» **THE DATA**
PR #5015, opened 2026-09-10
Fix/v2: cfg-gated handlers can bypass instruction discriminator collision checks

0x4ka5h:
### hackhack AI findings # 02

A `cfg-gated` handler disables module-wide discriminator validation, allowing `custom` and `default` discriminators to collide and dispatch to the wrong instruction. This fix restores `configuration-aware` validation, rejects ambiguous mappings, preserves inactive `cfg` behavior.

### DIFF
--- a/lang-v2/derive/src/lib.rs
+++ b/lang-v2/derive/src/lib.rs
@@ -3163,10 +3163,12 @@ fn validate_discriminator_prefixes(
     Ok(())
 }
 
-fn validate_instruction_discriminator_prefixes(
+fn instruction_discriminator_validation_tokens(
     handlers: &[&syn::ItemFn],
     discrim_attrs: &[Option<DiscrimAttr>],
-) -> syn::Result<()> {
+    mode: ProgramMode,
+) -> syn::Result<TokenStream2> {
+    let mut validations = TokenStream2::new();
     let discriminators: Vec<_> = handlers
         .iter()
         .enumerate()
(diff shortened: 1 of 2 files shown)


lang-v2/derive/src/lib.rs
```diff
@@ -3180,23 +3182,77 @@ fn validate_instruction_discriminator_prefixes(
...
+                first_disc.starts_with(second_disc) || second_disc.starts_with(first_disc);
+
+            if !mixed_mode && !overlapping {
+                continue;
+            }
+
+            let (message, span) = if mixed_mode {
+                (
+                    "if any instruction in `#[program]` uses `#[discrim = N]`, all must".into(),
+                    *second_span,
```
swaroop-osec, line 3202: Using `second_span` without condition will create confusion. 

Also rephrase error message for better UX

lang-v2/derive/src/lib.rs
```diff
@@ -3180,23 +3182,77 @@ fn validate_instruction_discriminator_prefixes(
...
+            };
+
+            if has_cfg_attrs(&handlers[i].attrs) || has_cfg_attrs(&handlers[j].attrs) {
+                let first_cfg_attrs = cfg_attrs(&handlers[i].attrs);
+                let second_cfg_attrs = cfg_attrs(&handlers[j].attrs);
+                validations.extend(quote! {
+                    #(#first_cfg_attrs)*
+                    #(#second_cfg_attrs)*
+                    const _: () = {
+                        compile_error!(#message);
```
swaroop-osec, line 3246: Can you use `::core::compiler_error` instead of `compile_error`. 
Since compile_error!, points at the macro and not actual error code lines.

swaroop-osec (changes requested):

lang-v2/derive/src/lib.rs
0x4ka5h: updated.

lang-v2/derive/src/lib.rs
0x4ka5h: ah got it, oversight introduced this gap. fixed at [5d73edb](https://github.com/otter-sec/anchor/pull/5015/commits/5d73edbfca20669732690bc6d5687de015be1db6)

PR #1231, opened 2026-05-22
chore(nix): restore dbmate to the dev shell only

kalbasit:
dev-scripts/run.py's perform_clean() uses `dbmate drop` to reset
dev databases between scenarios. dbmate was removed in 80c4a15
along with sqlc; restore it to the dev shell only — keep it out
of nix/dev-packages.nix (shared with the docker-dev image) and
nix/packages/ncps/default.nix. Runtime migration is still
`ncps migrate up` (embedded goose).

PR #1227, opened 2026-05-21
chore(openspec): mark §14.9 final fmt + lint sweep complete

kalbasit:
Final pass verified: `nix fmt && golangci-lint run --fix ./...` are
both no-ops at this point — the per-commit hooks ran throughout the
§13/§14 work and the tree is clean.

Full test suite (`go test -race -count=1 -timeout 12m ./...`) passes
across SQLite, PostgreSQL, MySQL, MinIO/S3, and Redis with all
integration test gates enabled.

Marks task 14.9 complete; the migrate-to-ent-and-atlas change is now
done modulo the deferred §5 ent-lint invariants tracked elsewhere.

PR #1232, opened 2026-05-22
fix(dev-scripts): use `ncps migrate up` in run.py

kalbasit:
The current branch's migrations live in migrations/<dialect>/ in
goose format; run.py's `dbmate up` step was silently no-opping
because dbmate's default migrations dir is db/migrations/, which
no longer exists. Switch to `go run . migrate up` so the script
exercises the real embedded migration runner — and, against an
existing dbmate-shaped `schema_migrations` table, the dbmate→
goose adoption path in pkg/database/migrate/.

For non-sqlite backends, add a `dbmate create` step before the
migration. `dbmate up` used to auto-create the database; `ncps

» **WHAT YOU SHOULD DO**
Every entry above should come back exactly as written.

» **EXERCISE OUTPUT**
PR #5015, opened 2026-09-10
Fix/v2: cfg-gated handlers can bypass instruction discriminator collision checks

0x4ka5h:
### hackhack AI findings # 02

A `cfg-gated` handler disables module-wide discriminator validation, allowing `custom` and `default` discriminators to collide and dispatch to the wrong instruction. This fix restores `configuration-aware` validation, rejects ambiguous mappings, preserves inactive `cfg` behavior.

### DIFF
--- a/lang-v2/derive/src/lib.rs
+++ b/lang-v2/derive/src/lib.rs
@@ -3163,10 +3163,12 @@ fn validate_discriminator_prefixes(
     Ok(())
 }
 
-fn validate_instruction_discriminator_prefixes(
+fn instruction_discriminator_validation_tokens(
     handlers: &[&syn::ItemFn],
     discrim_attrs: &[Option<DiscrimAttr>],
-) -> syn::Result<()> {
+    mode: ProgramMode,
+) -> syn::Result<TokenStream2> {
+    let mut validations = TokenStream2::new();
     let discriminators: Vec<_> = handlers
         .iter()
         .enumerate()
(diff shortened: 1 of 2 files shown)


lang-v2/derive/src/lib.rs
```diff
@@ -3180,23 +3182,77 @@ fn validate_instruction_discriminator_prefixes(
...
+                first_disc.starts_with(second_disc) || second_disc.starts_with(first_disc);
+
+            if !mixed_mode && !overlapping {
+                continue;
+            }
+
+            let (message, span) = if mixed_mode {
+                (
+                    "if any instruction in `#[program]` uses `#[discrim = N]`, all must".into(),
+                    *second_span,
```
swaroop-osec, line 3202: Using `second_span` without condition will create confusion. 

Also rephrase error message for better UX

lang-v2/derive/src/lib.rs
```diff
@@ -3180,23 +3182,77 @@ fn validate_instruction_discriminator_prefixes(
...
+            };
+
+            if has_cfg_attrs(&handlers[i].attrs) || has_cfg_attrs(&handlers[j].attrs) {
+                let first_cfg_attrs = cfg_attrs(&handlers[i].attrs);
+                let second_cfg_attrs = cfg_attrs(&handlers[j].attrs);
+                validations.extend(quote! {
+                    #(#first_cfg_attrs)*
+                    #(#second_cfg_attrs)*
+                    const _: () = {
+                        compile_error!(#message);
```
swaroop-osec, line 3246: Can you use `::core::compiler_error` instead of `compile_error`. 
Since compile_error!, points at the macro and not actual error code lines.

swaroop-osec (changes requested):

lang-v2/derive/src/lib.rs
0x4ka5h: updated.

lang-v2/derive/src/lib.rs
0x4ka5h: ah got it, oversight introduced this gap. fixed at [5d73edb](https://github.com/otter-sec/anchor/pull/5015/commits/5d73edbfca20669732690bc6d5687de015be1db6)

PR #1231, opened 2026-05-22
chore(nix): restore dbmate to the dev shell only

kalbasit:
dev-scripts/run.py's perform_clean() uses `dbmate drop` to reset
dev databases between scenarios. dbmate was removed in 80c4a15
along with sqlc; restore it to the dev shell only — keep it out
of nix/dev-packages.nix (shared with the docker-dev image) and
nix/packages/ncps/default.nix. Runtime migration is still
`ncps migrate up` (embedded goose).

PR #1227, opened 2026-05-21
chore(openspec): mark §14.9 final fmt + lint sweep complete

kalbasit:
Final pass verified: `nix fmt && golangci-lint run --fix ./...` are
both no-ops at this point — the per-commit hooks ran throughout the
§13/§14 work and the tree is clean.

Full test suite (`go test -race -count=1 -timeout 12m ./...`) passes
across SQLite, PostgreSQL, MySQL, MinIO/S3, and Redis with all
integration test gates enabled.

Marks task 14.9 complete; the migrate-to-ent-and-atlas change is now
done modulo the deferred §5 ent-lint invariants tracked elsewhere.

PR #1232, opened 2026-05-22
fix(dev-scripts): use `ncps migrate up` in run.py

kalbasit:
The current branch's migrations live in migrations/<dialect>/ in
goose format; run.py's `dbmate up` step was silently no-opping
because dbmate's default migrations dir is db/migrations/, which
no longer exists. Switch to `go run . migrate up` so the script
exercises the real embedded migration runner — and, against an
existing dbmate-shaped `schema_migrations` table, the dbmate→
goose adoption path in pkg/database/migrate/.

For non-sqlite backends, add a `dbmate create` step before the
migration. `dbmate up` used to auto-create the database; `ncps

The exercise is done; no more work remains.